TASK MATERIAL below:

PR #218, opened 2018-06-12
Re-use checksummer buffers

jcorbin:


hashring/checksummer.go
```diff
@@ -35,22 +36,30 @@ func (i *identityChecksummer) Checksum(ring *HashRing) uint32 {
...
+		if idi > 0 {
+			i.buf.WriteByte(';')
+		}
+		i.buf.WriteString(id)
+	}
+	return farm.Fingerprint32(i.buf.Bytes())
 }
 
-type replicaPointChecksummer struct{}
+type replicaPointChecksummer struct {
```
prashantv: this change the types unsafe when there's concurrency. are we sure they're not used from multiple goroutines? can we add a large note too

PR #233, opened 2022-07-20
Fixed Broken master, Updated tchannel-go to 1.32.0

gandhikrishna:
This PR aims to fix the broken master and upgrade `tchannel-go` to v1.32.0

**_(A). Broken Master_**

The current master of `ringpop-go` is broken, primarily with two issues:

`(1) Install Error: package io/fs: unrecognized import path "io/fs" (import path does not begin with hostname)`

This can be fixed once Go is at a minimum of 1.16. Currently, `ringpop-go` uses `Go 1.15 `see:https://github.com/uber/ringpop-go/blob/master/.github/workflows/test.yaml#L21

`(2) package github.com/vektra/mockery: cannot find package "github.com/hashicorp/hcl/hcl/printer" in any of:
	/opt/hostedtoolcache/go/1.15.15/x64/src/github.com/hashicorp/hcl/hcl/printer (from $GOROOT)
	/home/runner/work/ringpop-go/ringpop-go/src/github.com/hashicorp/hcl/hcl/printer (from $GOPATH)`

This is happening because we are using Go 1.15 in the legacy GOPATH mode rather than in the Go Modules mode. Because GOPATH mode doesn't understand versioning, it's unable to distinguish between HCL version 1 and HCL version 2, and so it's failing to access what looks to be an HCL version 1 dependency. It seems like a common issue with legacy GOPATH mode see:https://github.com/spf13/viper/issues/1076

With this PR, we fixed the above two issues by upgrading Go to 1.16.6 for CI jobs(GitHub workflows here) and removing `mockery` from GOPATH, which caused the issue (2). `mockery` removal required mock check-in for `remoteservicetest`. Added documentation with steps to regenerate mocks.

**_(B). Tchannel-go upgrade to v1.32.0._**
Upgrade tchannel-go, regenerated thrift-gen code.

_Can this bring backward incompatible change to APIs?_
No

_Can this bring wire in-compatibility with apache/thrift?_
No, the vendor version of apache thrift is the same as `GitHub/apache/thrift` currently consumed in `ringpop-go`.

The CI job responsible for uploading coverage reports is failing see:https://github.com/uber/ringpop-go/runs/7464193918?check_suite_focus=true#step:14:17
This is `shogo82148/actions-goveralls` (dependency we use for uploading converge report) not able to find `main.js` file in the path. This is happening again due to legacy GOPATH mode in ringpop-go.


test/remoteservice/README.md
```diff
@@ -0,0 +1,16 @@
+Steps for code re-generation:
```
AllenLuUber, line 1: thanks for adding this!

AllenLuUber (approved):

PR #595, opened 2022-12-12
cant stop

thattil:
fix to not throw exception when stopping detector when it really stopped, expecting idle instead of stopped flag


erikfrojdh:
Code looks good, merge if HW tests pass.

PR #602, opened 2022-12-14
eiger python versions fail

thattil:
fix for versions command in python failing for eiger due to hardware version not implemented


erikfrojdh (commented):
I wonder if it would be better to have hardware versions returning '1' for Eiger to avoid the added complexity here. How do you solve it in the command line?

thattil:
> I wonder if it would be better to have hardware versions returning '1' for Eiger to avoid the added complexity here. How do you solve it in the command line?

In the same way, not calling it for Eiger. Returning '1' for hardware version makes sense.

Just so you know though, in the developer version, we also have febl and febr firmware versions printed in the latest PR (which don't exist for the other detectors). So, we will still need to do this if logic.

So add hardware version for Eiger?

thattil:
> > I wonder if it would be better to have hardware versions returning '1' for Eiger to avoid the added complexity here. How do you solve it in the command line?
> 
> In the same way, not calling it for Eiger. Returning '1' for hardware version makes sense.
> 
> Just so you know though, in the developer version, we also have febl and febr firmware versions printed in the latest PR (which don't exist for the other detectors). So, we will still need to do this if logic.
> 
> So add hardware version for Eiger?

ok decided internally that we dont add this hardware version as it will be forever 1.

End of TASK MATERIAL.

● **PROBLEM REQUIREMENTS**: Your response should consist of the full listing, repeated exactly.

● **PROBLEM SOLUTION**:
PR #218, opened 2018-06-12
Re-use checksummer buffers

jcorbin:


hashring/checksummer.go
```diff
@@ -35,22 +36,30 @@ func (i *identityChecksummer) Checksum(ring *HashRing) uint32 {
...
+		if idi > 0 {
+			i.buf.WriteByte(';')
+		}
+		i.buf.WriteString(id)
+	}
+	return farm.Fingerprint32(i.buf.Bytes())
 }
 
-type replicaPointChecksummer struct{}
+type replicaPointChecksummer struct {
```
prashantv: this change the types unsafe when there's concurrency. are we sure they're not used from multiple goroutines? can we add a large note too

PR #233, opened 2022-07-20
Fixed Broken master, Updated tchannel-go to 1.32.0

gandhikrishna:
This PR aims to fix the broken master and upgrade `tchannel-go` to v1.32.0

**_(A). Broken Master_**

The current master of `ringpop-go` is broken, primarily with two issues:

`(1) Install Error: package io/fs: unrecognized import path "io/fs" (import path does not begin with hostname)`

This can be fixed once Go is at a minimum of 1.16. Currently, `ringpop-go` uses `Go 1.15 `see:https://github.com/uber/ringpop-go/blob/master/.github/workflows/test.yaml#L21

`(2) package github.com/vektra/mockery: cannot find package "github.com/hashicorp/hcl/hcl/printer" in any of:
	/opt/hostedtoolcache/go/1.15.15/x64/src/github.com/hashicorp/hcl/hcl/printer (from $GOROOT)
	/home/runner/work/ringpop-go/ringpop-go/src/github.com/hashicorp/hcl/hcl/printer (from $GOPATH)`

This is happening because we are using Go 1.15 in the legacy GOPATH mode rather than in the Go Modules mode. Because GOPATH mode doesn't understand versioning, it's unable to distinguish between HCL version 1 and HCL version 2, and so it's failing to access what looks to be an HCL version 1 dependency. It seems like a common issue with legacy GOPATH mode see:https://github.com/spf13/viper/issues/1076

With this PR, we fixed the above two issues by upgrading Go to 1.16.6 for CI jobs(GitHub workflows here) and removing `mockery` from GOPATH, which caused the issue (2). `mockery` removal required mock check-in for `remoteservicetest`. Added documentation with steps to regenerate mocks.

**_(B). Tchannel-go upgrade to v1.32.0._**
Upgrade tchannel-go, regenerated thrift-gen code.

_Can this bring backward incompatible change to APIs?_
No

_Can this bring wire in-compatibility with apache/thrift?_
No, the vendor version of apache thrift is the same as `GitHub/apache/thrift` currently consumed in `ringpop-go`.

The CI job responsible for uploading coverage reports is failing see:https://github.com/uber/ringpop-go/runs/7464193918?check_suite_focus=true#step:14:17
This is `shogo82148/actions-goveralls` (dependency we use for uploading converge report) not able to find `main.js` file in the path. This is happening again due to legacy GOPATH mode in ringpop-go.


test/remoteservice/README.md
```diff
@@ -0,0 +1,16 @@
+Steps for code re-generation:
```
AllenLuUber, line 1: thanks for adding this!

AllenLuUber (approved):

PR #595, opened 2022-12-12
cant stop

thattil:
fix to not throw exception when stopping detector when it really stopped, expecting idle instead of stopped flag


erikfrojdh:
Code looks good, merge if HW tests pass.

PR #602, opened 2022-12-14
eiger python versions fail

thattil:
fix for versions command in python failing for eiger due to hardware version not implemented


erikfrojdh (commented):
I wonder if it would be better to have hardware versions returning '1' for Eiger to avoid the added complexity here. How do you solve it in the command line?

thattil:
> I wonder if it would be better to have hardware versions returning '1' for Eiger to avoid the added complexity here. How do you solve it in the command line?

In the same way, not calling it for Eiger. Returning '1' for hardware version makes sense.

Just so you know though, in the developer version, we also have febl and febr firmware versions printed in the latest PR (which don't exist for the other detectors). So, we will still need to do this if logic.

So add hardware version for Eiger?

thattil:
> > I wonder if it would be better to have hardware versions returning '1' for Eiger to avoid the added complexity here. How do you solve it in the command line?
> 
> In the same way, not calling it for Eiger. Returning '1' for hardware version makes sense.
> 
> Just so you know though, in the developer version, we also have febl and febr firmware versions printed in the latest PR (which don't exist for the other detectors). So, we will still need to do this if logic.
> 
> So add hardware version for Eiger?

ok decided internally that we dont add this hardware version as it will be forever 1.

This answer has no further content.